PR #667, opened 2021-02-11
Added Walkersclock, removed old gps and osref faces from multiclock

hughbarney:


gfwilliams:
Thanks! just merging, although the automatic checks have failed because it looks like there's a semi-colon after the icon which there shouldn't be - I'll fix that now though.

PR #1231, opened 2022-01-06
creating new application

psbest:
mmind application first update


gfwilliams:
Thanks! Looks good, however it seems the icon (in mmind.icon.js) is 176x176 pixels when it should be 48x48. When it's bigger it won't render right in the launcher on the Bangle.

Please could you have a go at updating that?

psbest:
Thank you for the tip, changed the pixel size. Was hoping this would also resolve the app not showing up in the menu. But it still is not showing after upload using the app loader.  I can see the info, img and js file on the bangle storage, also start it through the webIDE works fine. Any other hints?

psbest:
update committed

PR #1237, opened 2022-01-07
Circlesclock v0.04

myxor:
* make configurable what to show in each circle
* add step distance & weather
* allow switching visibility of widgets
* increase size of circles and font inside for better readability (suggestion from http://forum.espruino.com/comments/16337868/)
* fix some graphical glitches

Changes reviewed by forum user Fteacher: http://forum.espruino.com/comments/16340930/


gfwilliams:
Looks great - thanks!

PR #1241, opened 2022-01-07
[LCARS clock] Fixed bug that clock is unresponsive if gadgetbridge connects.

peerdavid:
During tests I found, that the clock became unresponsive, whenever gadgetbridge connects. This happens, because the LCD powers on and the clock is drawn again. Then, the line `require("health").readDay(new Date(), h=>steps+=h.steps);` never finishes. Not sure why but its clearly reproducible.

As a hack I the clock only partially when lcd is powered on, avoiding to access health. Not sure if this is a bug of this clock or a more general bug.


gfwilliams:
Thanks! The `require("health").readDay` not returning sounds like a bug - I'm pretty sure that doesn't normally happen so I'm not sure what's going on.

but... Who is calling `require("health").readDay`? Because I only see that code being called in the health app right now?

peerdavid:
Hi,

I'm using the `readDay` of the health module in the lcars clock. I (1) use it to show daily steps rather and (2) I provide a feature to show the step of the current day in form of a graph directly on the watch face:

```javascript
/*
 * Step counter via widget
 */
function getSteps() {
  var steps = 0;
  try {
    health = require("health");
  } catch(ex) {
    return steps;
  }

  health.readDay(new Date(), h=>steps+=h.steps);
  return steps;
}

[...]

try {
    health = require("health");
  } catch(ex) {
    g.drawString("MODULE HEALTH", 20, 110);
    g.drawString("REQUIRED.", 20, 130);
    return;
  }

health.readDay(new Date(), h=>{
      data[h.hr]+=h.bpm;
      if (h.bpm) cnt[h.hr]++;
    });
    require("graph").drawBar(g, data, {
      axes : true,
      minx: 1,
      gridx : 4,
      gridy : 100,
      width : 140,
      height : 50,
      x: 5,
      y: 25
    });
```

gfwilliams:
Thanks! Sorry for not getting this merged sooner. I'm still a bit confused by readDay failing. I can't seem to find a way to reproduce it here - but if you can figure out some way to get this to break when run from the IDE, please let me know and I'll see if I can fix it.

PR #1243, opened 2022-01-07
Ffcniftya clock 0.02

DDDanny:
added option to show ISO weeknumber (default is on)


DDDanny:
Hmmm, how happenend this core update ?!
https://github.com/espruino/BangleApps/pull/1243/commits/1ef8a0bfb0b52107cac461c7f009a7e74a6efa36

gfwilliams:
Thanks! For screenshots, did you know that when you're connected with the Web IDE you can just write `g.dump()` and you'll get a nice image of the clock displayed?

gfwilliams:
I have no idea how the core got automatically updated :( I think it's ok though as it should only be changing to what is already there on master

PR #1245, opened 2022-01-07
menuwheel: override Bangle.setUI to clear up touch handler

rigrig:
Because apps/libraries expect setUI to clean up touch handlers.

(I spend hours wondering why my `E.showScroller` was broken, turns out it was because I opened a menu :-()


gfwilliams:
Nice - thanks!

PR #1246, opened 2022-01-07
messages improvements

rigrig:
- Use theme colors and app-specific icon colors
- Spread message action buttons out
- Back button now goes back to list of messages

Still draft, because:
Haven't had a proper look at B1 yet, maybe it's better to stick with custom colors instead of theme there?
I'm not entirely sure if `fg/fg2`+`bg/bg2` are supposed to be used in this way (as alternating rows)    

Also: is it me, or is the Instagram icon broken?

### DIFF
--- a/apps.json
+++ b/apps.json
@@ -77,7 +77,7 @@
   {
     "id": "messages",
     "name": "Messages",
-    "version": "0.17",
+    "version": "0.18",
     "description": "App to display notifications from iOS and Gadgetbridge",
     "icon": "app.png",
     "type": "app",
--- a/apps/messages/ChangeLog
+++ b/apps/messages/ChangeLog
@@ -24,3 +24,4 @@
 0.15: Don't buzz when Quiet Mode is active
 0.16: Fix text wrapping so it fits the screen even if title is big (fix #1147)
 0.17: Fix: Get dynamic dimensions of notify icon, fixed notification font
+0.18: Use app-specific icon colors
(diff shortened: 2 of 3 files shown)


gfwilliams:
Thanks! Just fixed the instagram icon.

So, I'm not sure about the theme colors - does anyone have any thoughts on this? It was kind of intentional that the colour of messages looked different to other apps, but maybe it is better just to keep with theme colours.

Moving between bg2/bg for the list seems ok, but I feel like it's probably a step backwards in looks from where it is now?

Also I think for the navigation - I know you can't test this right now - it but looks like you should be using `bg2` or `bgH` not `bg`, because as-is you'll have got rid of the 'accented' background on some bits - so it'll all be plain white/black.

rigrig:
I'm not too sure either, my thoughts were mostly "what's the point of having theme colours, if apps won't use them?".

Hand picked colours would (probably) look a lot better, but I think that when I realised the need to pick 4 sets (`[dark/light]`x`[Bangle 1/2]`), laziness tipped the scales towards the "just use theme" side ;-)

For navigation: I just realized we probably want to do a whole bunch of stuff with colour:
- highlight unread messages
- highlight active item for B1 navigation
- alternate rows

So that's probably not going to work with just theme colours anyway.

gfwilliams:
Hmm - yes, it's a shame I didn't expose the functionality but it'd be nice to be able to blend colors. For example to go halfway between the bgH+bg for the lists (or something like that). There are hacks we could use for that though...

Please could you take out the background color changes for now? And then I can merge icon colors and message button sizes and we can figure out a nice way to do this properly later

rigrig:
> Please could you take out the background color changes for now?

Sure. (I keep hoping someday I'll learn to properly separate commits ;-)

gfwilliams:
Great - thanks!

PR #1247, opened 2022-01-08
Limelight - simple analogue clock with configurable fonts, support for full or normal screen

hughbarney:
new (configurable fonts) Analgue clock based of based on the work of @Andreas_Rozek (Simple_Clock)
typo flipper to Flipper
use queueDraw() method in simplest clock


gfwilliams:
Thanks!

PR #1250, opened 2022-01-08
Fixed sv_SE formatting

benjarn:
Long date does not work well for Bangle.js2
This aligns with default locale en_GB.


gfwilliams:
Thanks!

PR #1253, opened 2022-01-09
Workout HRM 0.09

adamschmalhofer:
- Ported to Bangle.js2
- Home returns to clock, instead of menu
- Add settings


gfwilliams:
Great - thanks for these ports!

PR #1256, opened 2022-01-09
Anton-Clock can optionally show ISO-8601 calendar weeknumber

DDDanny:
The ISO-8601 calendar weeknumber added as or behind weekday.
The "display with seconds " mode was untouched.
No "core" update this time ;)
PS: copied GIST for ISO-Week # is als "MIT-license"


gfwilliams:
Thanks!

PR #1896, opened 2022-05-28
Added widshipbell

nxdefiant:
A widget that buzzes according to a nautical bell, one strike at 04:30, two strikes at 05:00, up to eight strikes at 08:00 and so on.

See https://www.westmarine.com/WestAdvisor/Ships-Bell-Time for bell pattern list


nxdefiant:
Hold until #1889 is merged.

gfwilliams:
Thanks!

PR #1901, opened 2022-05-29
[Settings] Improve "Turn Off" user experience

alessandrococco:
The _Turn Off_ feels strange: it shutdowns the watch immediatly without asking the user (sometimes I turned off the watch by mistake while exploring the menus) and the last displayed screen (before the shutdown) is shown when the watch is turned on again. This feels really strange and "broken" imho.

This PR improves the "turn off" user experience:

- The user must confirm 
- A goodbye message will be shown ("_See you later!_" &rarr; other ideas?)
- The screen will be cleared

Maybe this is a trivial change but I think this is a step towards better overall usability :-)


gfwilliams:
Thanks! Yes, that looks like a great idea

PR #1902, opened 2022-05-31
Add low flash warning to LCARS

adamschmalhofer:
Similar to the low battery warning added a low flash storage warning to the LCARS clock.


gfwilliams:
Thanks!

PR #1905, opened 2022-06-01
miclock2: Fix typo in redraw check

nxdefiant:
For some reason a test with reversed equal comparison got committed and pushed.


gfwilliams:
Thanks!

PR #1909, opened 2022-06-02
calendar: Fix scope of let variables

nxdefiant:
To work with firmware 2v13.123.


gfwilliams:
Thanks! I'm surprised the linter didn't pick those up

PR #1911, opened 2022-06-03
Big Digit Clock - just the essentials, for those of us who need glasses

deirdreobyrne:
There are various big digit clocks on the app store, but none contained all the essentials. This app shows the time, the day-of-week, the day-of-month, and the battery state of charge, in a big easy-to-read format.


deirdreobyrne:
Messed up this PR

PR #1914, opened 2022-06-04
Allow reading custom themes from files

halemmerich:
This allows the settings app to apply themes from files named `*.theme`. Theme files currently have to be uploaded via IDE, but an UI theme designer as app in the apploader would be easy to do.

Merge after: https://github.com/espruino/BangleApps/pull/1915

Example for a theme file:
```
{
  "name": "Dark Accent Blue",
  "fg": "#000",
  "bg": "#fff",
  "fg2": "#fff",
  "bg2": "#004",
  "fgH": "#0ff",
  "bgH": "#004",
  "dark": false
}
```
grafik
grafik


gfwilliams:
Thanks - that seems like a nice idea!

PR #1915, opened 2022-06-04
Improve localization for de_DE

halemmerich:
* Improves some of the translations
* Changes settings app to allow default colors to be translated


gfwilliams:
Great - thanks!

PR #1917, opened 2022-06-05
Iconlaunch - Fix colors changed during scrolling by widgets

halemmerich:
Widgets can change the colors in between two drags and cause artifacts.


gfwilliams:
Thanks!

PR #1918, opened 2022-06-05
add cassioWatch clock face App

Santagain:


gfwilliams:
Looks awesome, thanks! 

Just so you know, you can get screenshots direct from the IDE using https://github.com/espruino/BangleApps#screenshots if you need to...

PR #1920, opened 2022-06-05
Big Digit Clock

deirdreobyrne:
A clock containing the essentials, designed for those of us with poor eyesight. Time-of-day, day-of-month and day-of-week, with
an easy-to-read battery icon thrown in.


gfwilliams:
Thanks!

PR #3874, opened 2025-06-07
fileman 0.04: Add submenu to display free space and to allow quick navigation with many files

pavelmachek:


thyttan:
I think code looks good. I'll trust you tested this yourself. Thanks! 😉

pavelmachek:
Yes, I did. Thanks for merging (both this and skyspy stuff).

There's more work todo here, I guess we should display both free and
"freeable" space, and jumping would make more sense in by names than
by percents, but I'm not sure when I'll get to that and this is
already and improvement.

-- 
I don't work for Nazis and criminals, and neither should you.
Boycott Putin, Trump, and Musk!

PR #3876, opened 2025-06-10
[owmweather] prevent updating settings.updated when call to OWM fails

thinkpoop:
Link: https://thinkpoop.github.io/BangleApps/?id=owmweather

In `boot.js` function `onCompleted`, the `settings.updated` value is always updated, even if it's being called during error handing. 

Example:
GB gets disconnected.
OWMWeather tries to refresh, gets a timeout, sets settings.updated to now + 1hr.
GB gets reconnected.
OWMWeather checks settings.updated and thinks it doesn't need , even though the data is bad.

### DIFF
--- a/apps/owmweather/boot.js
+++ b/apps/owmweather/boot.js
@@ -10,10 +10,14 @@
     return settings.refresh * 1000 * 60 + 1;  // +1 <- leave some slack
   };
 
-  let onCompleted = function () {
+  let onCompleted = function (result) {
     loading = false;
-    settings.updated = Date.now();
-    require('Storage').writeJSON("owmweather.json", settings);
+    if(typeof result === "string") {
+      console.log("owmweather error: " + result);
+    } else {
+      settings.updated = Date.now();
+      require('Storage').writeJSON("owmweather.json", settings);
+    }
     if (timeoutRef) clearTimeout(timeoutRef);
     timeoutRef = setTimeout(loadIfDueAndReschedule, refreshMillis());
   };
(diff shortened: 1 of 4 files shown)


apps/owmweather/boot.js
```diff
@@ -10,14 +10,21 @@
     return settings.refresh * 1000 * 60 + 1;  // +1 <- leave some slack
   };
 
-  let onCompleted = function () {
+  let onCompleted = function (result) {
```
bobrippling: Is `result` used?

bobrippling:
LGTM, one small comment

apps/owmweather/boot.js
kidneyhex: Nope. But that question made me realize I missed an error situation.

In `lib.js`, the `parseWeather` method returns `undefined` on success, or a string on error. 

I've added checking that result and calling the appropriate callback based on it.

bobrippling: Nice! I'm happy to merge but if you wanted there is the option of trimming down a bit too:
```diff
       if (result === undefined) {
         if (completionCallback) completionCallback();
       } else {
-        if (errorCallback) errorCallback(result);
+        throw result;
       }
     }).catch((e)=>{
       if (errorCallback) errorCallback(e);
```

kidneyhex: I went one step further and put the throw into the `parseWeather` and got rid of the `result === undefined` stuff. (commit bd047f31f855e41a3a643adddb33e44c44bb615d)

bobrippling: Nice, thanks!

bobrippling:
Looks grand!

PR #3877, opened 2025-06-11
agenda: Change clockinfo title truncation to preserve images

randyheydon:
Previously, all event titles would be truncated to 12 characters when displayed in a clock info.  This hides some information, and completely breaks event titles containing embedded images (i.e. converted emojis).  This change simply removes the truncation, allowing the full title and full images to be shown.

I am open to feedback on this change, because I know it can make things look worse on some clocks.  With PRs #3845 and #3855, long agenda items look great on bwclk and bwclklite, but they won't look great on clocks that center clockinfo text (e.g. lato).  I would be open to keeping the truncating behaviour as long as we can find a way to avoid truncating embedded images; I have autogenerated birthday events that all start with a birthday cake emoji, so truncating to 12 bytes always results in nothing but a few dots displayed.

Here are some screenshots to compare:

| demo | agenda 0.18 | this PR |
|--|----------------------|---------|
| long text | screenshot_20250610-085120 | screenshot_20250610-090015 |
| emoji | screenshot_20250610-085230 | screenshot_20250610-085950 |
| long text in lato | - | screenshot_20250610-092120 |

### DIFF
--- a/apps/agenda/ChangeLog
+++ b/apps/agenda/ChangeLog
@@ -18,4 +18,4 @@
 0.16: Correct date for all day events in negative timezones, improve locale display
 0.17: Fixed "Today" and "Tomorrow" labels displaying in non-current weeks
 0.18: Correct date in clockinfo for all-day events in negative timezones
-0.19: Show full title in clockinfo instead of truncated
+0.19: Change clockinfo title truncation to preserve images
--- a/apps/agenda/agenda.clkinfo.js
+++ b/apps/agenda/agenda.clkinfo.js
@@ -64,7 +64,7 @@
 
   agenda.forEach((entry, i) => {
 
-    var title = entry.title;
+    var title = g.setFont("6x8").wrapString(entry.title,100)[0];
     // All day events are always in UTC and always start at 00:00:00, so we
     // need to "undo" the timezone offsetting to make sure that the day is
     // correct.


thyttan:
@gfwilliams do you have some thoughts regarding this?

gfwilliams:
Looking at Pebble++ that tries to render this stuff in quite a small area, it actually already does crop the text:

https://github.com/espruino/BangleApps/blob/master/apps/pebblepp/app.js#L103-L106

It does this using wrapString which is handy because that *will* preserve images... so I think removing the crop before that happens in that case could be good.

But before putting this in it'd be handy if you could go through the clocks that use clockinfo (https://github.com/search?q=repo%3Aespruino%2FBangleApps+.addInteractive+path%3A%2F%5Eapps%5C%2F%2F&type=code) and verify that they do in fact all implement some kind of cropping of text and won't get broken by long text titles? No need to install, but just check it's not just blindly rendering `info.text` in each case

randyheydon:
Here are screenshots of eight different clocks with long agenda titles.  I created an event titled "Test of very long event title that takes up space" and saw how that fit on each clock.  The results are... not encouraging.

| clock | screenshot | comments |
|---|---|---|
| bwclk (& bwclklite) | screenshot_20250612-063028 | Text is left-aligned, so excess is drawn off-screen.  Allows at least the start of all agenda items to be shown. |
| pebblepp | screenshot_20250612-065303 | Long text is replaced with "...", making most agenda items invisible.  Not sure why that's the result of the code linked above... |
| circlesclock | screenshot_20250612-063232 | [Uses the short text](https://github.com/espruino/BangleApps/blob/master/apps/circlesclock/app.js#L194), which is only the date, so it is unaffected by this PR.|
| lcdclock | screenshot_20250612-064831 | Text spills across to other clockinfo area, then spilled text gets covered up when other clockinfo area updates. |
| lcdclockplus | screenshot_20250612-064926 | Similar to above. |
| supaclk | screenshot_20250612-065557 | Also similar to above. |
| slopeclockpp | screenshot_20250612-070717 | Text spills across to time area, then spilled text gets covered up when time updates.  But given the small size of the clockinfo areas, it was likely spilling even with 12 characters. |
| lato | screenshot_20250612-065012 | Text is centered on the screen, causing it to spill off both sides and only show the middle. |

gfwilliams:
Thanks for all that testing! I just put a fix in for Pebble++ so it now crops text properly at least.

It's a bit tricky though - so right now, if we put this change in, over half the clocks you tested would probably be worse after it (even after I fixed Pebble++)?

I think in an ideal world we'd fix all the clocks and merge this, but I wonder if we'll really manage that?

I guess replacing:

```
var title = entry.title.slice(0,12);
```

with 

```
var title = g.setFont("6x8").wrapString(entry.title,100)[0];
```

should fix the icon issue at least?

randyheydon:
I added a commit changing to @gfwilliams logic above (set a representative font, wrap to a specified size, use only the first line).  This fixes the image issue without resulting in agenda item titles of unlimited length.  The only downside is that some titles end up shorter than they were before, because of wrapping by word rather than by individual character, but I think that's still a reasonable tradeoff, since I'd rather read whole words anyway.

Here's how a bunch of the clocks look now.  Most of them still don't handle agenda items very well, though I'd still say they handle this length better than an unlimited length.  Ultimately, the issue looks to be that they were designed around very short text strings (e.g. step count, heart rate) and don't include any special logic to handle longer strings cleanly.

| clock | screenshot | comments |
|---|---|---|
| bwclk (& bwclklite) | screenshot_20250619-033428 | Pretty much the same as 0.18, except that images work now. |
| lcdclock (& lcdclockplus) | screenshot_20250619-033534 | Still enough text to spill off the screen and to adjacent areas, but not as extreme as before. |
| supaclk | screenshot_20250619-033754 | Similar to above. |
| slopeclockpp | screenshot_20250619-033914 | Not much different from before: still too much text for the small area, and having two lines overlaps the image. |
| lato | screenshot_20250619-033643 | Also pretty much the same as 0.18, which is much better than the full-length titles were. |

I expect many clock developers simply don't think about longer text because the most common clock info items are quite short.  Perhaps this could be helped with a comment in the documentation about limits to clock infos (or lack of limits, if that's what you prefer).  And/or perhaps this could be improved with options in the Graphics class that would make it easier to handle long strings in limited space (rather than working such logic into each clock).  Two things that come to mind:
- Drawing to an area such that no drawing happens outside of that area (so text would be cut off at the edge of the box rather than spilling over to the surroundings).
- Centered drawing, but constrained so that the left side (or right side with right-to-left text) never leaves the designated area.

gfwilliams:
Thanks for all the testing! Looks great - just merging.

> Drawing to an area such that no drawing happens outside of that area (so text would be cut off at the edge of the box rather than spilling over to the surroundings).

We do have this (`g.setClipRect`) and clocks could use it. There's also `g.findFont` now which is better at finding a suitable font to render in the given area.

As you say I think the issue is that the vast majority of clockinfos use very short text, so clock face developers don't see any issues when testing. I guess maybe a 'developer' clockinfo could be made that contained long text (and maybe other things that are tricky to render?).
◆ ◆ ◆ ◆ ◆
-- WHAT TO PRODUCE --
Whenever the string "errorCallback" shows up on a line of the listing, copy that line.

-- WRITTEN ANSWER --
-        if (errorCallback) errorCallback(result);
       if (errorCallback) errorCallback(e);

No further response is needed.